In the article I linked above from Johnny’s Software Lab, they used C++ templates to guarantee branch optimization/loop unswitching:

float avg;
bool should_include_negatives = get_should_include_negatives();
if (should_include_negatives) {
    avg = average<true>(array, len);
} else {
    avg = average<false>(array, len);
}

In Fortran you could in principle also do such a template substitution with a preprocessor but it would be tedious. Naively, I thought to myself, why not reach for an internal procedure? The compiler will see the logical literal value and eliminate the dead code branches.

subroutine average(a,include_negative,avg)
  implicit none
  real, intent(in) :: a(:)
  logical, intent(in) :: include_negative
  real, intent(out) :: avg

  if (include_negative) then
    call average_impl(a,.true.,avg)
  else
    call average_impl(a,.false.,avg)
  end if

contains
  subroutine average_impl(a,include_negative,avg)
  implicit none
  real, intent(in) :: a(:)
  logical, intent(in) :: include_negative
  real, intent(out) :: avg
  ! ...
  ! same routine as earlier
  ! ...
  end subroutine
end subroutine

It turns out that with gfortran and -O2 this didn’t inline (meaning no advantage compared to the original code). With the additional option -finline-limit=80 the procedures were inlined and the dead branches eliminated. The same happened with -O3. So in the end there was no real benefit, we just switched from one optimization (loop unswitching) to another one (inlining and dead branch elimination). But looking at the output of -fopt-info and -fopt-info-missed at different optimization levels can be useful to spot missed opportunities.

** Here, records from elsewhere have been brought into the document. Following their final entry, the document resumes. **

PR #1899, opened 2021-01-22
Add config key for default maven repo and self check url

meier-christoph:
This PR adds a few additional arguments to cli and config for the default maven repo and the self check uri.

For a full offline run add :
```
--self-check-uri https://github.example.org \
--default-maven-repo https://nexus.example.org \
--scalafix-migrations /data/config/scalafix-migrations.conf \
--artifact-migrations /data/config/artifact-migrations.conf \
--disable-default-scalafix-migrations
```

We are using scala-steward in a closed environment with github enterprise and are currently running a fork of scala-steward v0.8, this is a cherry pick from our fork as we would like to switch over to the github apps variant asap


fthomas:
I've two questions. Why would you want to override the URL for `UrlChecker` and how do you override the default Maven repository in other tools like Coursier and sbt? I could imagine that if you're already overriding the default Maven repository for Coursier, maybe we could always query it from Coursier so that there would be no need to override it in Scala Steward too.

meier-christoph:
We have our own github enterprise running on-prem in an isolated network. The self check would just fail and timeout after a few seconds since github.com is not reachable.

We only use sbt (which is why I haven't touched mill and I am not very familiar with it) and you can actually override the repositories that are used via `SBT_OPTS` e.g. `-Dsbt.repository.config=<file with urls to enterprise repo>` and `-Dsbt.override.build.repos=true`.

If you are using coursier via cli you can also set the repository using args or as environment variable but we don't use coursier outside of sbt v1.

To be honnest I wasn't sure what scala-steward was using the default maven repo for. There was a lot of trial and error befor it worked. For example, I had to build a new container and pre-build scalafmt in standalone mode as by default it would try to fetch some dependencies on the first run via coursier.

fthomas:
Thanks for the explanation, @meier-christoph. I'm OK with merging this but could please change `--self-check-uri` to `--url-checker-test-url` or `--url-checker-self-check-url`? I think that makes it clearer that the purpose of this URL is to check that the `UrlChecker` works.

meier-christoph:
@fthomas thanks for the feedback, I made the changes as you suggested.

fthomas (approved):
Thanks @meier-christoph!

PR #2492, opened 2022-01-30
Add custom `PostUpdateHook` for sbt-typelevel

armanbilge:
This adds a custom `PostUpdateHook` for sbt-typelevel, which calls a `tlPrePrBotHook` command alias. The idea is that:
1. Since sbt-typelevel subsumes several other plugins, it may require multiple post-update steps to be run.
2. We can easily update the command in sbt-typelevel without needing to change Scala Steward.
3. Downstream plugins can update the alias with their own custom steps, without needing to add their own `PostUpdateHook` to Steward.

Additional background in:
- https://github.com/typelevel/sbt-typelevel/pull/111.

Let me know what you think. Thanks in advance! :)

### DIFF
--- a/modules/core/src/main/scala/org/scalasteward/core/edit/hooks/HookExecutor.scala
+++ b/modules/core/src/main/scala/org/scalasteward/core/edit/hooks/HookExecutor.scala
@@ -124,7 +124,7 @@ object HookExecutor {
 
   private def sbtTypelevelHook(
       groupId: GroupId,
-      artifactId: ArtifactId,
+      artifactId: ArtifactId
   ): PostUpdateHook =
     PostUpdateHook(
       groupId = Some(groupId),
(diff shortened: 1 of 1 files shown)


modules/core/src/main/scala/org/scalasteward/core/edit/hooks/HookExecutor.scala
```diff
@@ -72,11 +72,14 @@ object HookExecutor {
     (GroupId("com.codecommit"), ArtifactId("sbt-spiewak-bintray")),
     (GroupId("io.github.nafg.mergify"), ArtifactId("sbt-mergify-github-actions")),
     (GroupId("io.chrisdavenport"), ArtifactId("sbt-davenverse")),
-    (GroupId("org.http4s"), ArtifactId("sbt-http4s-org")),
-    (GroupId("org.typelevel"), ArtifactId("sbt-typelevel")),
     (GroupId("org.typelevel"), ArtifactId("sbt-typelevel-ci-release"))
```
armanbilge, line 75: `sbt-typelevel-ci-release` is a lower-level plugin which only needs the sbt-github-actions post-update step.

fthomas (approved):
LGTM

mzuehlke:
@armanbilge In case you didn't know since #2434 Scala Steward can have repo specific post update hooks.
But each user of the `sbt-typelevel` plugin would have to add them herself/himself.

armanbilge:
@mzuehlke thanks, that config works well for single repositories but is difficult to maintain across orgs.

For example, sbt-http4s-org extends sbt-typelevel and would like to add its own customized post-update hooks for all the repositories in http4s org. With these changes, all it needs to do is update the `tlPrePrBotHook` command alias with its own commands.

PR #2498, opened 2022-02-01
Don't use versions that only consist of a hash.

### LINKED ISSUE #2483: Prevent updates from "normal" versions to hashes
See #2359 and https://github.com/scalameta/metals-gitpod-sample/pull/85 for example.

bloop-config and sbt-bloop are example artifacts that have a few hash versions:
* https://repo1.maven.org/maven2/ch/epfl/scala/bloop-config_2.12/
* https://repo1.maven.org/maven2/ch/epfl/scala/sbt-bloop_2.12_1.0/

mzuehlke:
@fthomas do you think this is too drastic

Fixes #2483

### DIFF
--- a/modules/core/src/main/scala/org/scalasteward/core/data/Version.scala
+++ b/modules/core/src/main/scala/org/scalasteward/core/data/Version.scala
@@ -63,10 +63,9 @@ final case class Version(value: String) {
           v.alnumComponents === alnumComponents ||
           // Do not select a version with hash if this version contains no hash.
           (v.containsHash && !containsHash) ||
+          (v.isOnlyHash && !isOnlyHash) ||
           // Don't select "versions" like %5BWARNING%5D.
-          !v.startsWithLetterOrDigit ||
-          // Don't select "versions" that are only a hash
-          v.isOnlyHash
+          !v.startsWithLetterOrDigit
         }.sorted
       }
       .lastOption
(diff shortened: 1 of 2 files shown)


fthomas:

My conclusion is to reiterate what has been said before (both in the current and past threads) with a quote from Matt Godbolt:

Don’t compromise readability … Unless you can absolutely and unconditionally prove it beyond any reasonable doubt, don’t compromise readability. … Trust your compiler to take readable, clear code that you can reason about. Turns out if you can reason about it, the compiler can reason about it and it can do the right thing.

1 Like

@JohnCampbell, an if could impede vectorization of the rest of loop. In the example I posted with calculating the average, once the branch is hoisted out, the loop can be vectorized. It’s easy to see the potential if the subroutine were written like this:

subroutine average_v3(a,include_negative,avg)
  implicit none
  real, intent(in) :: a(:)
  logical, intent(in) :: include_negative
  real, intent(out) :: avg
  integer :: i, k

  if (include_negative) then
    avg = sum(a) / size(a)
  else
    avg = sum(a,a > 0) / count(a > 0)
  end if
end subroutine

I admit the average calculation is just a convoluted toy example. It should have been written from the start like this:

pure real function average(a)
  implicit none
  real, intent(in) :: a(:)
  average = sum(a) / size(a)
end function
pure real function average_only_positive(a)
  implicit none
  real, intent(in) :: a(:)
  average_only_positive = sum(a, a > 0) / count(a > 0)
end function

Probably @ffff’s problem does not lend itself to such simple fixes.

+1

Excellent points by @ivanpribec for OP to consider.

To me, this obsession with removing an IF statement from a loop to enhance vectorisation appears to be overdone in the initial example.
The example was not:

do i=1, bignumber
    if (ical) avg = avg + a(i)
end do

but effectively

do i=1, bignumber
    if (ical) call sub(a,b,c)
    ...
end do

There is, at a minimum, a lot of calculation overhead in “call sub(a,b,c)” than in a potential vectorisation.